CentOS 通过Sentinel（哨兵）实现redis集群的高可用

布满荆棘的人生 2022-02-19 14:45 221阅读 0赞

### **一 Redis sentinel介绍（哨兵）** ###

Sentinel(哨兵)进程是用于监控redis集群中Master主服务器工作的状态，在Master主服务器发生故障的时候，可以实现Master和Slave服务器的切换，保证系统的高可用。哨兵(Sentinel) 是一个分布式系统，你可以在一个架构中运行多个哨兵(sentinel) 进程，这些进程使用**流言协议**(gossipprotocols)来接收关于Master主服务器是否下线的信息，并使用**投票协议**(Agreement Protocols)来决定是否执行自动故障迁移,以及选择哪个Slave作为新的Master。每个哨兵(Sentinel)进程会向其它哨兵(Sentinel)、Master、Slave定时发送消息，以确认对方是否”活”着，如果发现对方在指定配置时间(可配置的)内未得到回应，则暂时认为对方已掉线，也就是所谓的”**主观认为宕机**” ，英文名称：Subjective Down，简称SDOWN。有主观宕机，肯定就有客观宕机。当“哨兵群”中的多数Sentinel进程在对Master主服务器做出 SDOWN 的判断，并且通过 SENTINEL is-master-down-by-addr 命令互相交流之后，得出的Master Server下线判断，这种方式就是“**客观宕机**”，英文名称是：Objectively Down， 简称 ODOWN。通过一定的vote算法，从剩下的slave从服务器节点中，选一台提升为Master服务器节点，然后自动修改相关配置，并开启**故障转移**（failover）。  
  
       哨兵(sentinel) 虽然有一个单独的可执行文件 redis-sentinel ,但实际上它只是一个运行在特殊模式下的 Redis 服务器。  
      Sentinel集群之间会互相通信，沟通交流redis节点的状态，做出相应的判断并进行处理，这里的主观下线状态和客观下线状态是比较重要的状态，它们决定了是否进行故障转移，可以通过订阅指定的频道信息，当服务器出现故障得时候通知管理员，客户端可以将 Sentinel 看作是一个只提供了订阅功能的 Redis 服务器，你不可以使用 PUBLISH 命令向这个服务器发送信息，但你可以用 SUBSCRIBE 命令或者 PSUBSCRIBE 命令， 通过订阅给定的频道来获取相应的事件提醒。

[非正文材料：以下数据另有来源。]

PR #192, opened 2018-02-26
Bump core max version to 10.1

phil-davis:
and adjust Travis matrix to run PHP 5.6+ against ``core`` ``stable10`` and PHP 7.1+ against ``master``

### DIFF
--- a/appinfo/info.xml
+++ b/appinfo/info.xml
@@ -25,8 +25,7 @@ Furthermore guests are fully auditable with the [ownCloud Auditing application](
 	<licence>GPLv2</licence>
 	<author>ownCloud GmbH</author>
 	<dependencies>
-		<owncloud min-version="10.0" max-version="10.0" />
-		<php min-version="5.6" />
+		<owncloud min-version="10.0" max-version="10.1" />
 	</dependencies>
 	<category>collaboration</category>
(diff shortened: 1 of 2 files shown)


phil-davis:
It works. So that seems "a good thing" for now. 
The issue for the future will be that this has a ``composer.json`` and ``composer.lock`` - so the versions of dependencies are being locked to whatever is in ``composer.lock`` that has to have been generated on a PHP 5.6 system (since it needs to run on PHP from 5.6 to 7.2. There will be dependency updates that could be implemented for when running this app on top of ``core`` ``master`` with guaranteed PHP min 7.1.

appinfo/info.xml
```diff
@@ -25,7 +25,7 @@ Furthermore guests are fully auditable with the [ownCloud Auditing application](
 	<licence>GPLv2</licence>
 	<author>ownCloud GmbH</author>
 	<dependencies>
-		<owncloud min-version="10.0" max-version="10.0" />
+		<owncloud min-version="10.0" max-version="10.1" />
 		<php min-version="5.6" />
```
DeepDiver1975: this can go

phil-davis: gone

PR #200, opened 2018-04-01
Refactor and cleanup guests app. Add unit tests

mrow4a:
Goals of this PR (finally found time to push the code from local branch, happy easter :>) 

Generaly, the logic did not change, just refactored it a bit to be cleaner to understand and easier to unit-test and control in general

- [x] Remove from all controller classes the core logic, and use GuestsHandler, AppWhitelist and Mail classes instead. 
- [x] Clean up static functions mess from the classes
- [x] Clean up hooks so that legacy code is separated from new styled code (AppWhitelist, Mail, Hooks)
- [x] Remove very dangerous mechanism which allowed to dynamically set gid of guest group - use displayname instead (core needs adjustments to use group displaynames in UX?)
- [x] Confirmed that on stable10 app update is successfull
- [x] Add unit tests to newly created/moved classes
- [ ] Migration needed due to making group unique GID static (previously it was allowed that gid changes) - might need core adjustment to use displayname? 

@PVince81 @DeepDiver1975 @IljaN


mrow4a:
If https://github.com/owncloud/core/pull/29107 gets merged before this one, we need to check if update works all fine

appinfo/app.php
```diff
@@ -31,20 +32,30 @@ function() {
 	}
 );
 
-$config = \OC::$server->getConfig();
-$groupName = $config->getAppValue('guests', 'group', \OCA\Guests\GroupBackend::DEFAULT_NAME);
```
mrow4a: This might need migration probably, since we previously allowed to change group unique id dynamically

PVince81:
@mrow4a so this PR is just pure refactoring without any changes related to the central groups table ?

mrow4a:
Yes, and this Pr should make it easier and safer to integrate central groups. But disadvantage is that now only guest group displayname can change, and GID is fixed once created.

mrow4a:
Probably needs this first - https://github.com/owncloud/user_management/pull/28

PVince81:
there were many changes in the app and this would likely need to be redone in most part

for example user controller is gone

best would be to do this in smaller iterations

PR #202, opened 2018-04-14
delete unneeded mailhog url

phil-davis:
we don't need that mailhogUrl setting any-more
see owncloud/core#31079


individual-it:
superseded by #203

一个频道能够接收和这个频道的名字相同的事件。 比如说， 名为 +sdown 的频道就可以接收所有实例进入主观下线（SDOWN）状态的事件。

--------------------

**1、Sentinel（哨兵）进程的作用**

（1）、监控(Monitoring): 哨兵(sentinel) 会不断地检查你的Master和Slave是否运作正常。  
     （2）、提醒(Notification)：当被监控的某个Redis节点出现问题时, 哨兵(sentinel) 可以通过 API 向管理员或者其他应用程序发送通知。  
     （3）、自动故障迁移(Automatic failover)：当一个Master不能正常工作时，哨兵(sentinel) 会开始一次自动故障迁移操作，它会将失效Master的其中一个Slave升级为新的Master, 并让失效Master的其他Slave改为复制新的Master；当客户端试图连接失效的Master时，集群也会向客户端返回新Master的地址，使得集群可以使用现在的Master替换失效Master。Master和Slave服务器切换后，Master的redis.conf、Slave的redis.conf和sentinel.conf的配置文件的内容都会发生相应的改变，即，Master主服务器的redis.conf配置文件中会多一行slaveof的配置，sentinel.conf的监控目标会随之调换。

--------------------

**2、Sentinel（哨兵）进程的工作方式**

（1）、每个Sentinel（哨兵）进程以**每秒钟一次**的频率向整个集群中的Master主服务器，Slave从服务器以及其他Sentinel（哨兵）进程发送一个 PING 命令。  
           （2）、如果一个实例（instance）距离最后一次有效回复 PING 命令的时间超过 down-after-milliseconds 选项所指定的值， 则这个实例会被 Sentinel（哨兵）进程标记为主观下线（SDOWN）。  
            （3）、如果一个Master主服务器被标记为主观下线（SDOWN），则正在监视这个Master主服务器的所有 Sentinel（哨兵）进程要以每秒一次的频率确认Master主服务器的确进入了主观下线状态。  
            （4）、当有足够数量的 Sentinel（哨兵）进程（大于等于配置文件指定的值）在指定的时间范围内确认Master主服务器进入了主观下线状态（SDOWN）， 则Master主服务器会被标记为客观下线（ODOWN）。  
            （5）、在一般情况下， 每个 Sentinel（哨兵）进程会以每 10 秒一次的频率向集群中的所有Master主服务器、Slave从服务器发送 INFO 命令。  
           （6）、当Master主服务器被 Sentinel（哨兵）进程标记为客观下线（ODOWN）时，Sentinel（哨兵）进程向下线的 Master主服务器的所有 Slave从服务器发送 INFO 命令的频率会从 10 秒一次改为每秒一次。  
            （7）、若没有足够数量的 Sentinel（哨兵）进程同意 Master主服务器下线， Master主服务器的客观下线状态就会被移除。若 Master主服务器重新向 Sentinel（哨兵）进程发送 PING 命令返回有效回复，Master主服务器的主观下线状态就会被移除。

--------------------

3、**哨兵环境的配置**

主从分别设置哨兵的配置监控

### **二 配置文件参数详情** ###

首先需要修改sentinel的配置文件

（1）port：我们需要修改，因为要启动三个节点，端口必须是不一样的。

（2）dir： sentinel的运行时目录。

（3）sentinel monitor <master-name> <ip> <redis-port> <quorum>:

监视一个名叫 <master-name>的master，我们不需要监视slave，监视了master的话，slave会自动加入到sentinel里边。后边的quorum表示达成一致的最小数目，至少quorum台机器达成一致，才能保证一致性。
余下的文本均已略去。